PR #6365, opened 2026-07-16
[NUOPEN-282] Make Duration billing available for Global admin only

LeticiaErrandonea:
# Notes
* Make Duration billing available for Global admin only

[NUOPEN-282 | Duration Billing not global admin only? ](https://universe-of-universities.atlassian.net/browse/NUOPEN-282)

# Additional Context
§ §
[Exercise goal]: Reproduce the entries above in full by retyping them exactly.

[Response area]:
PR #6365, opened 2026-07-16
[NUOPEN-282] Make Duration billing available for Global admin only

LeticiaErrandonea:
# Notes
* Make Duration billing available for Global admin only

[NUOPEN-282 | Duration Billing not global admin only? ](https://universe-of-universities.atlassian.net/browse/NUOPEN-282)

# Additional Context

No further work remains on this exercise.